Inform your customers way ahead of time. Give them a month if you can. At least, a few weeks should be between the announcement and the actual change. Special focus should be on communicating this change clearly to your trial customers who started their accounts under the impression that this plan would still be available for them. If you want to be particularly friendly, allow those customers to still subscribe to the plan even while it’s already unavailable for other users. 

Some customers will cancel. A very effective course of action is to reach out to those who intend to cancel and try to get them to stick around with a discount offer. Often, giving them a month for free is enough of a sign of good faith for them to reconsider their cancellation.

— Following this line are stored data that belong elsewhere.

PR #70, opened 2016-01-28
Fix vok_entityName for the non-MOGenerator case

vokal-isaac:
Actual change is in 75bdca4; 2eec4d7 is running pod install on both sample projects.

Way back in 2014, Vokoder (actually, its predecessor) assumed that entity names were the same as class names.  I tended to name my entities without the project prefix, so that didn't work for me.  In changing it, I leveraged MOGenerator's `entityName` method (or anyone else's, really) if it exists, but otherwise went to look up the entity name in the managed object model.

Except that I did it wrong.  It returned the entity name of the first class that was the same or a superclass of the target class, going through an alphabetical list.  This PR fixes the way entity names are looked up against the model, looking for the entity name for the exact class, then if no match was found, trying the superclass, and going up the superclass chain until it finds an entity or fails.  This'll find the closest ancestor entity name, which is what we want.

I'm applying this to 1.4.0 to make 1.4.1 in this PR.  I'll open a separate PR to apply this to the latest 2.x release, too.

@vokal/ios-developers @seanwolter Code review please?

### DIFF
--- a/Pod/Classes/NSManagedObject+VOKManagedObjectAdditions.m
+++ b/Pod/Classes/NSManagedObject+VOKManagedObjectAdditions.m
@@ -51,9 +51,10 @@
             // Start with the class we are...
             Class workingClass = self;
             do {
+                NSString *workingClassName = NSStringFromClass(workingClass);
                 // ... check for a matching entity in the model...
                 for (NSEntityDescription *description in model.entities) {
-                    if ([workingClass class] == [NSClassFromString(description.managedObjectClassName) class]) {
+                    if ([workingClassName isEqualToString:description.managedObjectClassName]) {
                         vok_entityName = description.name;
                         break;
                     }
--- a/Pod/Classes/NSManagedObject+VOKManagedObjectAdditions.m
+++ b/Pod/Classes/NSManagedObject+VOKManagedObjectAdditions.m
@@ -59,7 +59,7 @@
                     }
                 }
                 // ... and walk up the superclass chain...
-                workingClass = class_getSuperclass(workingClass);
+                workingClass = [workingClass superclass];
                 // ... until we get Nil or find a matching entity (as long as we have a superclass to test and haven't found the entity name).
             } while (workingClass && !vok_entityName);
         }
--- a/Pod/Classes/NSManagedObject+VOKManagedObjectAdditions.m
+++ b/Pod/Classes/NSManagedObject+VOKManagedObjectAdditions.m
@@ -47,12 +47,21 @@
             
             // Since we don't have an entityName class method, look up the entity name in the managed object model.
             NSManagedObjectModel *model = [[VOKCoreDataManager sharedInstance] managedObjectModel];
-            for (NSEntityDescription *description in model.entities) {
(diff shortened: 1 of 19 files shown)


designatednerd:
I'll take a gander

designatednerd:
LGTM

vokal-isaac:
The light is green...

designatednerd:
@vokal/ios-developers Anyone else have thoughts?

Pod/Classes/NSManagedObject+VOKManagedObjectAdditions.m
```diff
@@ -47,12 +47,21 @@ + (NSString *)vok_entityName
...
-                if ([self isSubclassOfClass:NSClassFromString(description.managedObjectClassName)]) {
-                    vok_entityName = description.name;
-                    break;
+            
+            // Start with the class we are...
+            Class workingClass = self;
+            do {
+                // ... check for a matching entity in the model...
+                for (NSEntityDescription *description in model.entities) {
+                    if ([workingClass class] == [NSClassFromString(description.managedObjectClassName) class]) {
```
chillpop: how about comparing the strings instead of the classes (to avoid calling NSClassFromString for potentially all of the entities repeatedly)?

Pod/Classes/NSManagedObject+VOKManagedObjectAdditions.m
```diff
@@ -47,12 +47,21 @@ + (NSString *)vok_entityName
...
+                        vok_entityName = description.name;
+                        break;
+                    }
                 }
-            }
+                // ... and walk up the superclass chain...
+                workingClass = class_getSuperclass(workingClass);
```
chillpop: I know you like the runtime, but could you use `[workingClass superclass]`?

Pod/Classes/NSManagedObject+VOKManagedObjectAdditions.m
vokal-isaac: So like `NSString *workingClassName = NSStringFromClass(workingClass);` at the top of the `do { … }` block and then compare `workingClassName` to `description.managedObjectClassName` using `isEqualToString:`?

chillpop: yes

Pod/Classes/NSManagedObject+VOKManagedObjectAdditions.m
vokal-isaac: Oops, looks like I should be doing that, yeah.

vokal-isaac:
Changes pushed.

chillpop:
LGTM, how about adding a test or two?

vokal-isaac:
Test pushed.

chillpop:
good tests, good to pull for me

brockboland:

Should they still cancel, think twice if it’s worth spending more time and effort at winning them back. If at all, try to reactivate them via email a few days or weeks after they quit. New prospective customers who start a trial even though the lower price is gone are who you want to interact with at this point. They and your existing customers who are willing to pay more for a better product should be the focus of your attention.

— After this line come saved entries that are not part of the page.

PR #72, opened 2016-02-01
Slight refactoring and finally using iOS 5 methods

chillpop:
- use `UIAlertController` if available and eliminate deprecation warning for `UIAlertView`
- eliminate `NSConfinementConcurrencyType` deprecation by using `NSPrivateQueueConcurrencyType` for temp context
- some slight refactoring to combine some methods
- use `performBlock` for managed object context operations (and eliminate the private writing queue)

@vokal/ios-developers, @seanwolter, code review?

### DIFF
--- a/Pod/Classes/VOKCoreDataManager.m
+++ b/Pod/Classes/VOKCoreDataManager.m
@@ -159,7 +159,6 @@ static VOKCoreDataManager *VOK_SharedObject;
             {
                 NSString *title = @"Migration Failed";
                 NSString *message = @"Migration has failed, data will be erased to ensure application stability.";
-#undef __IPHONE_8_0
 #ifdef __IPHONE_8_0 //if compiling with an old version of Xcode that doesn't include the iOS 8 SDK, ignore UIAlertController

Grandfathering All Affected Customers

Grandfathering can be great to keep your early customers around, but there is a risk of underselling your product significantly. It can be a business risk not to be able to claim the real value of your product as revenue just because you think your customers are emotionally attached to a lower price. Expansion revenue is made impossible if the customers who happen to be subscribers already are receiving a life-long discount. An excellent way to allow grandfathering is making it conditional and temporary: allow them to keep the lower price for a year if they upgrade to a yearly subscription. Else, force them to upgrade to the new price. Understand that they should pay for the product they receive today, not the product they signed up for years ago.

When we removed our cheapest plan, we decided to grandfather our $5/month customers. One noticeable consequence was that most customers who reached the limits of their plan eventually upgraded. Only a few customers tried to stay under the limit by deleting data diligently. They rather saved a few dollars a month than having access to their old feedback data. As this number was relatively low, we ignored it and never encouraged them to upgrade, as it wasn’t worth our time.

We grandfathered our customers indefinitely, which is something I wouldn’t recommend. Give your customers a high but finite amount of time to enjoy their old subscription plan. After a year or so, request that they upgrade to the correspondingly more expensive plan. Your product grew in terms of value, so all of your subscribers should compensate you accordingly eventually.